Exercise aim -
Give the data again in full, with every character unchanged.

Available data -
PR #9855, opened 2026-07-14
Self-hosting Considerations Documentation

maddyli:


packages/docs/docs/self-hosting/considerations.md
```diff
@@ -2,45 +2,52 @@
...
 
-**Personal Education**
-You want to gain experience with self-hosting infrastructure, and your Medplum instance will only be used for personal projects without production requirements.
+**Staffing on-call coverage.** Production healthcare systems are used on nights and weekends, and your team will need 24/7 on-call coverage for outages. Beyond the upfront work of building incident response protocols and standing up observability and alerting, this is a continuous operational load: staffing on-call rotations, maintaining all supporting infrastructure, and responding to incidents as they occur. Because your team did not build Medplum, diagnosing the root cause of an incident often takes longer than it would for the engineers who wrote and operate the system every day, which counts against your recovery during an active outage.
 
-## Operational Considerations for Self-Hosting
+## Why Medplum Operates Medplum Efficiently
```
The-Alchemist, line 19: LGTM, but is the duplicate "Medplum" here intentional?  "Why Medplum Operates _Medplum_ Efficiently?"

packages/docs/docs/self-hosting/considerations.md
```diff
@@ -2,45 +2,52 @@
...
 
-**Personal Education**
-You want to gain experience with self-hosting infrastructure, and your Medplum instance will only be used for personal projects without production requirements.
+**Staffing on-call coverage.** Production healthcare systems are used on nights and weekends, and your team will need 24/7 on-call coverage for outages. Beyond the upfront work of building incident response protocols and standing up observability and alerting, this is a continuous operational load: staffing on-call rotations, maintaining all supporting infrastructure, and responding to incidents as they occur. Because your team did not build Medplum, diagnosing the root cause of an incident often takes longer than it would for the engineers who wrote and operate the system every day, which counts against your recovery during an active outage.
```
everett-williams: 'We've seen self-hosting customers struggle to diagnose the root cause of an incident quickly or independently, given their teams don't have the same level of institutional knowledge as the engineers who built and maintain the system every day - which counts against recovery time during an active outage'

Softened a little - thoughts?

packages/docs/docs/self-hosting/considerations.md
everett-williams: I believe that is intentional

everett-williams (approved):
Left a couple minor comments but think it looks good overall 👍

packages/docs/docs/self-hosting/considerations.md
maddyli: added

PR #9856, opened 2026-07-14
ci(server): smoke test 'npm run dev'

The-Alchemist:
Runs `npm run dev` and wait for `/healthcheck` in the e2e CI job  to catch tsx/dev boot failures that `npm start` misses.

### DIFF
--- a/.github/workflows/build.yml
+++ b/.github/workflows/build.yml
@@ -590,6 +590,8 @@ jobs:
       - name: Build Medplum
         run: npm run build:fast
       - name: Smoke test npm run dev
+        env:
+          REDIS_PASSWORD_DISABLED_IN_TESTS: 1
         run: |
           pushd packages/server
           setsid npm run dev > server-dev.log 2>&1 &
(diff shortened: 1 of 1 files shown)


The-Alchemist:
@claude review

The-Alchemist:
@claude review

.github/workflows/build.yml
```diff
@@ -589,6 +589,56 @@ jobs:
...
+          pushd packages/server
+          setsid npm run dev > server-dev.log 2>&1 &
+          SERVER_PID=$!
+          popd
+
+          MAX_RETRIES=24
+          RETRY_COUNT=0
+
+          until curl -s -f http://localhost:8103/healthcheck > /dev/null; do
+            if ! kill -0 "$SERVER_PID" 2>/dev/null; then
```
noahsilas, line 605: TIL about `kill -0`, which does not send a signal (there is no signal with id 0), but does perform error checking, and so effectively tests if the process with the given PID is running and the user has permission to send a signal to it. Neat!

.github/workflows/build.yml
```diff
@@ -589,6 +589,56 @@ jobs:
...
+          until ! curl -s -f http://localhost:8103/healthcheck > /dev/null; do
+            if [ $SHUTDOWN_RETRY_COUNT -ge $SHUTDOWN_MAX_RETRIES ]; then
+              echo "Max retries reached. Dev server did not release port 8103."
+              exit 1
+            fi
+
+            SHUTDOWN_RETRY_COUNT=$((SHUTDOWN_RETRY_COUNT + 1))
+            echo "Waiting for port 8103 to free up... (Attempt $SHUTDOWN_RETRY_COUNT/$SHUTDOWN_MAX_RETRIES)"
+            sleep 1
+          done
```
mattwiller: Under what circumstances could this fail?  Shouldn't the `wait` call above ensure that the server process has terminated?

.github/workflows/build.yml
```diff
@@ -589,6 +589,56 @@ jobs:
...
+
+          echo "Port 8103 is free."
+        env:
+          REDIS_PASSWORD_DISABLED_IN_TESTS: 1
```
noahsilas, line 631: #style #nit - because the previous key has such a long body, this `env` key gets a little lost. IMO it would be more readable above the `run` block. Pure style thought, not a blocker.

noahsilas (approved):
Awesome, glad we can detect and prevent this issue from recurring!

.github/workflows/build.yml
The-Alchemist: i learned that too!

.github/workflows/build.yml
The-Alchemist: agree.  done

.github/workflows/build.yml
The-Alchemist: Great question.  I actually removed it and then my LLM warned me so I put it back.

It's purely defensive, maybe too defensive.

This:
```SERVER_PID=$!```

...technically grabs the PID of  the _shell_ that runs`npm` not `node`, and `wait()` only kills the parent.  So `kill` and `wait` are not 100% sufficient to make sure that the port is open and that `npm start` at the next step will succeed. 

I agree with you that it's overkill.  I replaced it with a `kill -9` after the `wait`.

Issue #8075, opened 2025-12-15
executeBatch does not invalidate search cache for affected resource types


benripka:
## Summary

When using `executeBatch()` to create/update/delete resources, the client's internal request cache is not invalidated for the affected resource types. This causes subsequent `search()` calls to return stale data until the cache TTL expires (60s in browser).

Your solution -
PR #9855, opened 2026-07-14
Self-hosting Considerations Documentation

maddyli:


packages/docs/docs/self-hosting/considerations.md
```diff
@@ -2,45 +2,52 @@
...
 
-**Personal Education**
-You want to gain experience with self-hosting infrastructure, and your Medplum instance will only be used for personal projects without production requirements.
+**Staffing on-call coverage.** Production healthcare systems are used on nights and weekends, and your team will need 24/7 on-call coverage for outages. Beyond the upfront work of building incident response protocols and standing up observability and alerting, this is a continuous operational load: staffing on-call rotations, maintaining all supporting infrastructure, and responding to incidents as they occur. Because your team did not build Medplum, diagnosing the root cause of an incident often takes longer than it would for the engineers who wrote and operate the system every day, which counts against your recovery during an active outage.
 
-## Operational Considerations for Self-Hosting
+## Why Medplum Operates Medplum Efficiently
```
The-Alchemist, line 19: LGTM, but is the duplicate "Medplum" here intentional?  "Why Medplum Operates _Medplum_ Efficiently?"

packages/docs/docs/self-hosting/considerations.md
```diff
@@ -2,45 +2,52 @@
...
 
-**Personal Education**
-You want to gain experience with self-hosting infrastructure, and your Medplum instance will only be used for personal projects without production requirements.
+**Staffing on-call coverage.** Production healthcare systems are used on nights and weekends, and your team will need 24/7 on-call coverage for outages. Beyond the upfront work of building incident response protocols and standing up observability and alerting, this is a continuous operational load: staffing on-call rotations, maintaining all supporting infrastructure, and responding to incidents as they occur. Because your team did not build Medplum, diagnosing the root cause of an incident often takes longer than it would for the engineers who wrote and operate the system every day, which counts against your recovery during an active outage.
```
everett-williams: 'We've seen self-hosting customers struggle to diagnose the root cause of an incident quickly or independently, given their teams don't have the same level of institutional knowledge as the engineers who built and maintain the system every day - which counts against recovery time during an active outage'

Softened a little - thoughts?

packages/docs/docs/self-hosting/considerations.md
everett-williams: I believe that is intentional

everett-williams (approved):
Left a couple minor comments but think it looks good overall 👍

packages/docs/docs/self-hosting/considerations.md
maddyli: added

PR #9856, opened 2026-07-14
ci(server): smoke test 'npm run dev'

The-Alchemist:
Runs `npm run dev` and wait for `/healthcheck` in the e2e CI job  to catch tsx/dev boot failures that `npm start` misses.

### DIFF
--- a/.github/workflows/build.yml
+++ b/.github/workflows/build.yml
@@ -590,6 +590,8 @@ jobs:
       - name: Build Medplum
         run: npm run build:fast
       - name: Smoke test npm run dev
+        env:
+          REDIS_PASSWORD_DISABLED_IN_TESTS: 1
         run: |
           pushd packages/server
           setsid npm run dev > server-dev.log 2>&1 &
(diff shortened: 1 of 1 files shown)


The-Alchemist:
@claude review

The-Alchemist:
@claude review

.github/workflows/build.yml
```diff
@@ -589,6 +589,56 @@ jobs:
...
+          pushd packages/server
+          setsid npm run dev > server-dev.log 2>&1 &
+          SERVER_PID=$!
+          popd
+
+          MAX_RETRIES=24
+          RETRY_COUNT=0
+
+          until curl -s -f http://localhost:8103/healthcheck > /dev/null; do
+            if ! kill -0 "$SERVER_PID" 2>/dev/null; then
```
noahsilas, line 605: TIL about `kill -0`, which does not send a signal (there is no signal with id 0), but does perform error checking, and so effectively tests if the process with the given PID is running and the user has permission to send a signal to it. Neat!

.github/workflows/build.yml
```diff
@@ -589,6 +589,56 @@ jobs:
...
+          until ! curl -s -f http://localhost:8103/healthcheck > /dev/null; do
+            if [ $SHUTDOWN_RETRY_COUNT -ge $SHUTDOWN_MAX_RETRIES ]; then
+              echo "Max retries reached. Dev server did not release port 8103."
+              exit 1
+            fi
+
+            SHUTDOWN_RETRY_COUNT=$((SHUTDOWN_RETRY_COUNT + 1))
+            echo "Waiting for port 8103 to free up... (Attempt $SHUTDOWN_RETRY_COUNT/$SHUTDOWN_MAX_RETRIES)"
+            sleep 1
+          done
```
mattwiller: Under what circumstances could this fail?  Shouldn't the `wait` call above ensure that the server process has terminated?

.github/workflows/build.yml
```diff
@@ -589,6 +589,56 @@ jobs:
...
+
+          echo "Port 8103 is free."
+        env:
+          REDIS_PASSWORD_DISABLED_IN_TESTS: 1
```
noahsilas, line 631: #style #nit - because the previous key has such a long body, this `env` key gets a little lost. IMO it would be more readable above the `run` block. Pure style thought, not a blocker.

noahsilas (approved):
Awesome, glad we can detect and prevent this issue from recurring!

.github/workflows/build.yml
The-Alchemist: i learned that too!

.github/workflows/build.yml
The-Alchemist: agree.  done

.github/workflows/build.yml
The-Alchemist: Great question.  I actually removed it and then my LLM warned me so I put it back.

It's purely defensive, maybe too defensive.

This:
```SERVER_PID=$!```

...technically grabs the PID of  the _shell_ that runs`npm` not `node`, and `wait()` only kills the parent.  So `kill` and `wait` are not 100% sufficient to make sure that the port is open and that `npm start` at the next step will succeed. 

I agree with you that it's overkill.  I replaced it with a `kill -9` after the `wait`.

Issue #8075, opened 2025-12-15
executeBatch does not invalidate search cache for affected resource types


benripka:
## Summary

When using `executeBatch()` to create/update/delete resources, the client's internal request cache is not invalidated for the affected resource types. This causes subsequent `search()` calls to return stale data until the cache TTL expires (60s in browser).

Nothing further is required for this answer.